3 2022-03-31 4599. 4603. 4530. 4530.    4530.

Example: Importing, Summarizing and Displaying Stock Data

  • The code below does not make a new tibble or data frame

  • Instead it create a formatted table object that can be output as a .png file like a plot.

    • kable also creates a formatted table object, but gt has more features.
  • As with plots, I am saving this object and then displaying it afterwards.

snp_fmt <- snp22 |>
  gt(rowname_col = "date") |>
  tab_header(title = "S&P 500",
             subtitle = "Last Day of Each Month in 2022") |>
  tab_stubhead(label = "Date") |>
  fmt_date(columns=date, date_style=3) |>  # formats date
  fmt_currency(columns=Open:Adjusted, currency = "USD")|>     # formats values as US$
  tab_footnote("Data Source: https://finance.yahoo.com") |>
  tab_footnote("Symbol: ^GSPC")

In a dashboard or document, the code would be hidden, but it is shown here:

snp_fmt         # code to display created table
S&P 500
Last Day of Each Month in 2022
Date Open High Low Close Adjusted
Mon, Jan 31, 2022 $4,431.79 $4,516.89 $4,414.02 $4,515.55 $4,515.55
Mon, Feb 28, 2022 $4,354.17 $4,388.84 $4,315.12 $4,373.94 $4,373.94
Thu, Mar 31, 2022 $4,599.02 $4,603.07 $4,530.41 $4,530.41 $4,530.41
Fri, Apr 29, 2022 $4,253.75 $4,269.68 $4,124.28 $4,131.93 $4,131.93
Tue, May 31, 2022 $4,151.09 $4,168.34 $4,104.88 $4,132.15 $4,132.15
Thu, Jun 30, 2022 $3,785.99 $3,818.99 $3,738.67 $3,785.38 $3,785.38
Fri, Jul 29, 2022 $4,087.33 $4,140.15 $4,079.22 $4,130.29 $4,130.29
Wed, Aug 31, 2022 $4,000.67 $4,015.37 $3,954.53 $3,955.00 $3,955.00
Fri, Sep 30, 2022 $3,633.48 $3,671.44 $3,584.13 $3,585.62 $3,585.62
Mon, Oct 31, 2022 $3,881.85 $3,893.73 $3,863.18 $3,871.98 $3,871.98
Data Source: https://finance.yahoo.com
Symbol: ^GSPC

Editing a Table for a Presentation

  • A table in dashboard side panel should be small.

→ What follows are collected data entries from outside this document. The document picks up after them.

PR #594, opened 2022-03-31
tiny docs fixes

hendrik-obj:


notebooks/sklearn-example.ipynb
```diff
@@ -51,7 +51,7 @@
     "# instantiate the model hub\n",
     "modelhub = ModelHub(time_aggregation='YYYY-MM-DD')\n",
     "# get the Bach DataFrame with Objectiv data\n",
-    "df = modelhub.get_objectiv_dataframe(start_date='2022-01-04')"
+    "df = modelhub.get_objectiv_dataframe(start_date='2022-02-02')"
```
vincenthoogsteder, line 54: @hendrik-obj shall we just do start_date='2022-03-01' here as well, like we have in the docs? So then we're sure folks always see the same slapping this on the demo data

PR #595, opened 2022-03-31
Support from_table() for BigQuery basic data types

thijs-obj:
Changes:
* In `Series`: instead of a single `supported_db_dtype` have a db_dtype for each supported database
  * For the most basic types we have defined the BigQuery type. Not all are yet supported
* `DataFrame.from_table()` can determine the column types automatically on BigQuery, for the basic types


thijs-obj:
Cleaner PR: https://github.com/objectiv/objectiv-analytics/pull/599

PR #76, opened 2023-04-26
Add mold to CI, fix failing tests

TTWNO:


TTWNO:
What the hell? Why does this test work now? I didn't even actually fix it; I just tried to log the error more accurately.

luukvanderduim:
> What the hell? Why does this test work now? I didn't even actually fix it; I just tried to log the error more accurately.

I think I understand now the flakiness the async tests exert.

  • Previous table would not fit, but we can select variables and shorten the date.

  • Limit the table to key variables that highlight important characteristics of your data.

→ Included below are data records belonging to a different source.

PR #78, opened 2023-04-30
Simplify Event Types

TTWNO:
Change from a model of using methods on top of raw `zbus::Message` data, to using plain fields.
The event is destructured (currently somewhat violently, with `.unwrap()`) into any of the corresponding event types.

This frees `Event*`/`*Event` from their underlying `body` and `message` fields that made creating new events rather difficult.

Since a `TryFrom<Arc<Message>>` already exists all event types, you can always use `.try_into()` to get an event back into a message.

This makes using the event types much easier and more separated from the underlying `zbus` type.

EDIT: It's late here, so not sure how much sense this makes. I'll read it over in the morning and make needed corrections.

TODO:

* [x] Remove unwraps
* [x] Implement `GenericEvent` and `TryFrom<Arc<Message>>` for all (struxt and enum} event types.
* [x] `Default` implementations for all (struct) event types.


TTWNO:
Damn, those tests were confusing me. Finally got it. Implemented a few more features than I was expected for one PR, but it can be summarized below:

1. Remove `Identify` trait.
2. Remove `Signify` trait.
3. Flatten `InterfaceEvents` enum into `Event` directly.
4. Remove the `newtype` pattern for all events. Replaced with conversion functions. All events now only contain the fields required to build them. You can now construct a TextCaretMovedEvent like so: `TextCaretMoved { item: Accessible { name: ":0.0".try_into()?, path: "/org/a11y/atspi/accessible/null".try_into()?, }, position: 22, properties: HashMap::new() };`. It's a bit verbose right now (because I think properties isn't necessary), but this makes our tests MUCH simpler, and allows `atspi` to function as both a sender and receiver.
5. All events now implement `From<&zbus::Message>` and `zbus::Message` now implements `TryFrom<ALL_EVENTS>` (via the `GenericEvent` trait, see below). You won't always want to send a message generated from this conversion, however, since sending an event with a UnqiueName you don't already own will cause DBus to send a "NameAquired" signal right back to you, so there is a separate functionality for testing, or, more accurately, for sending events using the already squired bus name, regardless of what is stored in the event, this is `AccessibilityBus::send_event()`.
6. New `GenricEvent` trait that defines a bunch of constants and common methods to access fields of structs so that `impl GenericEvent` can now be accepted into functions for handling any event.

Ok, I think that's it. This makes my test look the way I wanted them.

I'd love some feedback now that it's mostly done. Especially from @luukvanderduim and @DataTriny , maybe @mcb2003 if you have time.

I will probably do one more large PR before we hit `1.0`; I want borrowed types when possible, but right now we have a ton of `Owned*` or `*Owned`, or `ObjectPath<'static>`. Having all events be able to be created and converted without cloning fields would be good, when I get around to it.

TTWNO:
Closing in favour of #82

PR #80, opened 2023-05-04
Wasm Types

TTWNO:
Implement most types via `*.wai` translations so that the types can be passed over wasm FFI. This should not, under any circumstances, break compatibility from `v0.16.0`. Note that this branch depends on the [`simplify_events`](https://github.com/odilia-app/atspi/pull/78) PR getting merged.

TODO:

* [X] Convert `atspi` to a workspace.
* [X] Create new `atspi-types` crate.
* [ ] Move most types to the types crate, and generate them from `*.wai` bindings (`*Proxy` excepted).
* [x] `Event` (enum)
* [x] `*Event` (struct)
* [x] `*Events` (enum)
* [x] Generate `Default` implementation for `*Events` bindings
* [x] `Role` (bitflags)
* [x] `States` (bitflags)
* [ ] `RelationType` (enum)
* [x] `Accessible` (struct)
* [ ] Find a way to create the types *without* the `*.wai` bindings. We do not want to make it mandatory. Use feature flags.
* [ ] Re-export `atspi_types::*`
* [ ] Add compilation test to CI to ensure type consistency, even without wasm bindings.


TTWNO:
Closing, as I'm not satisfied with the state of the WASM ecosystem at this time.

PR #81, opened 2023-05-05
Split Types into subcrate; convert to workspace

TTWNO:
This is for the future so that the types atspi use will be able to be used on less supported targets, over FFI, network, socket, etc.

  • Other variables, e.g. Open, Low, can be shown in plot

(snp_sm <- snp22 |>
select(1,3,6) |>
  gt(rowname_col = "date") |>
  tab_header(title = "S&P 500",
             subtitle = "2022 - Last Day of Each Month") |>
  tab_stubhead(label = "Date") |>
  fmt_date(columns=date, date_style=6) |>                   
  fmt_currency(columns=High:Adjusted, 
               currency = "USD")|>     
  tab_footnote("Source: https://finance.yahoo.com") |>
  tab_footnote("Symbol: ^GSPC"))
S&P 500
2022 - Last Day of Each Month
Date High Adjusted
Jan 31, 2022 $4,516.89 $4,515.55
Feb 28, 2022 $4,388.84 $4,373.94
Mar 31, 2022 $4,603.07 $4,530.41
Apr 29, 2022 $4,269.68 $4,131.93
May 31, 2022 $4,168.34 $4,132.15
Jun 30, 2022 $3,818.99 $3,785.38
Jul 29, 2022 $4,140.15 $4,130.29
Aug 31, 2022 $4,015.37 $3,955.00
Sep 30, 2022 $3,671.44 $3,585.62
Oct 31, 2022 $3,893.73 $3,871.98
Source: https://finance.yahoo.com
Symbol: ^GSPC

Project Questions

  • The rest of class time can be used for group projects.

  • Let me know TODAY if you would prefer to present on Tuesday.

  • Group presentation days and times will be random assigned and posted by Friday (12/1)


Key Points from Week 13

  • Project Info

    • Two Memos - Information, Templates, & Examples provided
  • Taking advantage of RStudio

    • R Markdown and Quarto
      • Data management and reporting are seamless.
      • Can combine R chunks with PYthon, SQL etc.
  • Github and Rpubs

    • For large projects, Github is essential
    • For BUA 455, Rpubs is ideal
  • Links for Learning More

  • Data Camp White Paper about Skillset

You may submit an ‘Engagement Question or Comment’ about Week 13 lectures until Thursday, 12/1, at midnight on Blackboard.